**How to complete this task:** Wherever the word "shown" appears in a line of the data, that line should be copied.

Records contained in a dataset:
+---+

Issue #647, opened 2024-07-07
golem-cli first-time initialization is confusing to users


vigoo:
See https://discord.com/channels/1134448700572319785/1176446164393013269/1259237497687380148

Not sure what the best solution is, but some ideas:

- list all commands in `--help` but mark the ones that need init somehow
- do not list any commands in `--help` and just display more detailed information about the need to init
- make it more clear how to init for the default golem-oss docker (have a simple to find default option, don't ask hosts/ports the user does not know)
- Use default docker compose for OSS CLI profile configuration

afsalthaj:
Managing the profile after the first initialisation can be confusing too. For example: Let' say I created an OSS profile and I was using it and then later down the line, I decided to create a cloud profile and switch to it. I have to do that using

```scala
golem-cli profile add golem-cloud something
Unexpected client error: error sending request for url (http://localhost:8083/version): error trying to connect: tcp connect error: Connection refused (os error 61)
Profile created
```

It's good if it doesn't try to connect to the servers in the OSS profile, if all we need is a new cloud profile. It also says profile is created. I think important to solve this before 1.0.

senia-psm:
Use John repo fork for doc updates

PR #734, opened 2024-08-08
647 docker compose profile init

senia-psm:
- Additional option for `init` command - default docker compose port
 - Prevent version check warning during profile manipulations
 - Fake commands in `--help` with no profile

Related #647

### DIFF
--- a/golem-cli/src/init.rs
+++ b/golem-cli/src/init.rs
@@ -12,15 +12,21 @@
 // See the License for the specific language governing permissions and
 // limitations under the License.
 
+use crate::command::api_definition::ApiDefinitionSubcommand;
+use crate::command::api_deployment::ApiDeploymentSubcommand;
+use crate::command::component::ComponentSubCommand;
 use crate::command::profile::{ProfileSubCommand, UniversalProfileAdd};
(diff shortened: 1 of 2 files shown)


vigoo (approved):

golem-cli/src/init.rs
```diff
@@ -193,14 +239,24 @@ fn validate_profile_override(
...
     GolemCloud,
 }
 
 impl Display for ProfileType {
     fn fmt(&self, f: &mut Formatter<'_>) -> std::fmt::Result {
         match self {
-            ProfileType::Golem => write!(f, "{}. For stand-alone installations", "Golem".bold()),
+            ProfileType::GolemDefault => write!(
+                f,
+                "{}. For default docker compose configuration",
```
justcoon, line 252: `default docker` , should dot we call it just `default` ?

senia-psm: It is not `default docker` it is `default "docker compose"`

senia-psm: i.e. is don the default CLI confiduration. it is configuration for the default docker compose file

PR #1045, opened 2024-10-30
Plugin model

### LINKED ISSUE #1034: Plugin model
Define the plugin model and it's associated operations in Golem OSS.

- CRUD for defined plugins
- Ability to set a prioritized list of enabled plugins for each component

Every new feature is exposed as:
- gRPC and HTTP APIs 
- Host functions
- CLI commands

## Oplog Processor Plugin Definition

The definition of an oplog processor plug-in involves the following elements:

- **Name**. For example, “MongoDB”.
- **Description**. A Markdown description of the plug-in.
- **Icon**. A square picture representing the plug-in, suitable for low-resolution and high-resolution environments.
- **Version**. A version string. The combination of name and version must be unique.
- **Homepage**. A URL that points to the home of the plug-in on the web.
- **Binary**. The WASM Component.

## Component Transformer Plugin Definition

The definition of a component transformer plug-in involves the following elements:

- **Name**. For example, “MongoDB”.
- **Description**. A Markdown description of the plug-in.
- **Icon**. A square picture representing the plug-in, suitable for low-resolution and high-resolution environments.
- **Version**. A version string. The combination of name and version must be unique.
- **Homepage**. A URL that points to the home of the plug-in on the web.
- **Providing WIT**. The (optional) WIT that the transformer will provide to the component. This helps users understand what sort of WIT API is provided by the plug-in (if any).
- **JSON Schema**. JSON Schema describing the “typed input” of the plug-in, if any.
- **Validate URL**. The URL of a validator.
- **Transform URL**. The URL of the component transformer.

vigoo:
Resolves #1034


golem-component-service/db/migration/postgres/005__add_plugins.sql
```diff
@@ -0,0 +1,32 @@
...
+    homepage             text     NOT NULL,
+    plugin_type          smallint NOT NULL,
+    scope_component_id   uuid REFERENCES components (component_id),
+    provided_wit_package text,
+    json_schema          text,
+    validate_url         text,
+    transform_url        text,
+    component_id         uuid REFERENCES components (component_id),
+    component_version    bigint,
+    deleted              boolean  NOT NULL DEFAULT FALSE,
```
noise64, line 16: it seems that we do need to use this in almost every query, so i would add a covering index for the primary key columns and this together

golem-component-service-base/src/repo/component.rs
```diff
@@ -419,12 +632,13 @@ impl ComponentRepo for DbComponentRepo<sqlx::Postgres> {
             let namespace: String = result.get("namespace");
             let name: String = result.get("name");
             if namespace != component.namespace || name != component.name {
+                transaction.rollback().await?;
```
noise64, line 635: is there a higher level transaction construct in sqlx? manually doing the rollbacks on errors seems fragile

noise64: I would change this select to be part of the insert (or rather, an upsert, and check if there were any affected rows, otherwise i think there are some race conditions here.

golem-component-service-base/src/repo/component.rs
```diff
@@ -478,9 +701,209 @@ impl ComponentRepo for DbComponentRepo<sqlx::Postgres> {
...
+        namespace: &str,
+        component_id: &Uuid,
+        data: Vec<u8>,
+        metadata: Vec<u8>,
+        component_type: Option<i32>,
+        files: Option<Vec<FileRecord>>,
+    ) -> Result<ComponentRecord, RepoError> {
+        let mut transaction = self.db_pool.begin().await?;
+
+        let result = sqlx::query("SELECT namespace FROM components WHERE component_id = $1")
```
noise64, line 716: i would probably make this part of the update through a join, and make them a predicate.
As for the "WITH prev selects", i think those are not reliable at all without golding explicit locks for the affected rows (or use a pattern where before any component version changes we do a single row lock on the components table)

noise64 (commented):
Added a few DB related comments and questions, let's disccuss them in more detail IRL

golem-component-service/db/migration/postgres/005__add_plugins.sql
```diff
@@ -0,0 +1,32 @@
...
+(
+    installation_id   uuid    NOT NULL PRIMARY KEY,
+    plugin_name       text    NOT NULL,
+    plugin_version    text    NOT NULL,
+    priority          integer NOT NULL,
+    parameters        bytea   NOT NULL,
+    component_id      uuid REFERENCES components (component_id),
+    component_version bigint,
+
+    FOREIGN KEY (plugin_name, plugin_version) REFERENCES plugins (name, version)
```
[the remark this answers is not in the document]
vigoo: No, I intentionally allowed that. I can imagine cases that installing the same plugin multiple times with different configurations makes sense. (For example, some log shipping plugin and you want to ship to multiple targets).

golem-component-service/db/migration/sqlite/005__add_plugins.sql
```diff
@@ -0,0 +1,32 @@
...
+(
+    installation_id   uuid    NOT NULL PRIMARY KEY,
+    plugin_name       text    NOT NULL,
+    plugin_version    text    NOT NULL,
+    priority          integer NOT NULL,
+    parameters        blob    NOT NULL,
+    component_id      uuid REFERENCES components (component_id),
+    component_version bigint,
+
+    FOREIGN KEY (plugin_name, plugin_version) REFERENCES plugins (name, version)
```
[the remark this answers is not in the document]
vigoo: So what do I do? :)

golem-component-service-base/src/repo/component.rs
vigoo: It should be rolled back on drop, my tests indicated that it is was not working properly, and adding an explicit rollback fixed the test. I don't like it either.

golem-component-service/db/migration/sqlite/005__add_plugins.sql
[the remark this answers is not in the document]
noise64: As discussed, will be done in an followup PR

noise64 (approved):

+---+

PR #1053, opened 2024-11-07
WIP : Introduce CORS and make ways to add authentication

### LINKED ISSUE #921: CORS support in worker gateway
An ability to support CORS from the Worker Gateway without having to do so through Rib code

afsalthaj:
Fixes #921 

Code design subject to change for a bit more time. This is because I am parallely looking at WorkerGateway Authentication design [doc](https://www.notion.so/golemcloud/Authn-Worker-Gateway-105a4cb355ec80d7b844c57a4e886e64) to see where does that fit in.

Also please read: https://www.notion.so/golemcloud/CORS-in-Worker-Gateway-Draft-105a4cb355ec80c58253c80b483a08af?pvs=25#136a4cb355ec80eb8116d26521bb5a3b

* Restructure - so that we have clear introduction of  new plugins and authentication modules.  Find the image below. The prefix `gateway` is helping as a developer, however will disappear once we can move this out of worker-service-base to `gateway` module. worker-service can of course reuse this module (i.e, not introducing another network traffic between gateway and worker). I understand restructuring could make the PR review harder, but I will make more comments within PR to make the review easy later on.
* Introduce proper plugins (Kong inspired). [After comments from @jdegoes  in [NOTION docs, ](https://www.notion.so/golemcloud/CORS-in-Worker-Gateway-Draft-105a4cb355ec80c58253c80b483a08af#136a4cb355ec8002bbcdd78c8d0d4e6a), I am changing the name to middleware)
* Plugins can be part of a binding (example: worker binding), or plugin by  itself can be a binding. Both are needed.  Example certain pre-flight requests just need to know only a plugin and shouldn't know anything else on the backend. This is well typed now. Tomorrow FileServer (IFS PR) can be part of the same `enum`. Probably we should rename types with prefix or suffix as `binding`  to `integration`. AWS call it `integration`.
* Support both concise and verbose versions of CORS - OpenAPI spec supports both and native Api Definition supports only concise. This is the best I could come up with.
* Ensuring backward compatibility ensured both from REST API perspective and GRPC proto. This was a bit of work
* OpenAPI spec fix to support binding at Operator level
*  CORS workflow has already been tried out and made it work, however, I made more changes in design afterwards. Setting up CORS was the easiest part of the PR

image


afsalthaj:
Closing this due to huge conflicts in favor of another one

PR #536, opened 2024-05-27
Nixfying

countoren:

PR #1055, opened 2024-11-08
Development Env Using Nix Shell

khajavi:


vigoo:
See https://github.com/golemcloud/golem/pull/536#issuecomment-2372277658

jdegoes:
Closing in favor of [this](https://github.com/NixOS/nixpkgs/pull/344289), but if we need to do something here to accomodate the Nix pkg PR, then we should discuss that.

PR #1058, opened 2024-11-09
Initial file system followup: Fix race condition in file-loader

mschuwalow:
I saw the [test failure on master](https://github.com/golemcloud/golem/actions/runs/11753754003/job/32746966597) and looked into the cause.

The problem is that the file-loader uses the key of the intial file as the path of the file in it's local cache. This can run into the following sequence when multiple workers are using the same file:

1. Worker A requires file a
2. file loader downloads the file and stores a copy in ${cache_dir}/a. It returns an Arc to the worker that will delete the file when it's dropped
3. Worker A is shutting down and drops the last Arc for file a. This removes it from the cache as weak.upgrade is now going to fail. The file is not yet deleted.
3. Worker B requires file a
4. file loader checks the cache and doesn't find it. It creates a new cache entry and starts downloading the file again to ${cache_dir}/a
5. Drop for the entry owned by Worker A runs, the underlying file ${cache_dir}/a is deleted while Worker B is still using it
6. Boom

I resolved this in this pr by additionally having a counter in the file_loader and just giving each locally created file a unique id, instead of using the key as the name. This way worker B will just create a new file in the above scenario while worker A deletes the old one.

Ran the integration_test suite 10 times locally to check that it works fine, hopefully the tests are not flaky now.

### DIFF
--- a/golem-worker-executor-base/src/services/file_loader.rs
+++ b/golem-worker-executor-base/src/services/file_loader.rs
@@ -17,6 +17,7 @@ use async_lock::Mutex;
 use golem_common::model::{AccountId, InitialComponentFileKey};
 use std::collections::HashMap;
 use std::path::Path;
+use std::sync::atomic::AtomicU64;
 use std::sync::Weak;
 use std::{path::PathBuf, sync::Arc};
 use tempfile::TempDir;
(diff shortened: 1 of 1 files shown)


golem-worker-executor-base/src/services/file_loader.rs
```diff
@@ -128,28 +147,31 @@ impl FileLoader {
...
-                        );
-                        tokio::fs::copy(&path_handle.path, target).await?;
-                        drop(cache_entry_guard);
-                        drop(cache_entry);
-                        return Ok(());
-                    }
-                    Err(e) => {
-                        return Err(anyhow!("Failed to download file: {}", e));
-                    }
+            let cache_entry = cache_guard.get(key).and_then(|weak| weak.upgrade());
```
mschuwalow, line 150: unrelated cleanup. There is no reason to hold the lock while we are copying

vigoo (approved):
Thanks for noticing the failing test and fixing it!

+---+

**Task result:**
(diff shortened: 1 of 2 files shown)
(diff shortened: 1 of 1 files shown)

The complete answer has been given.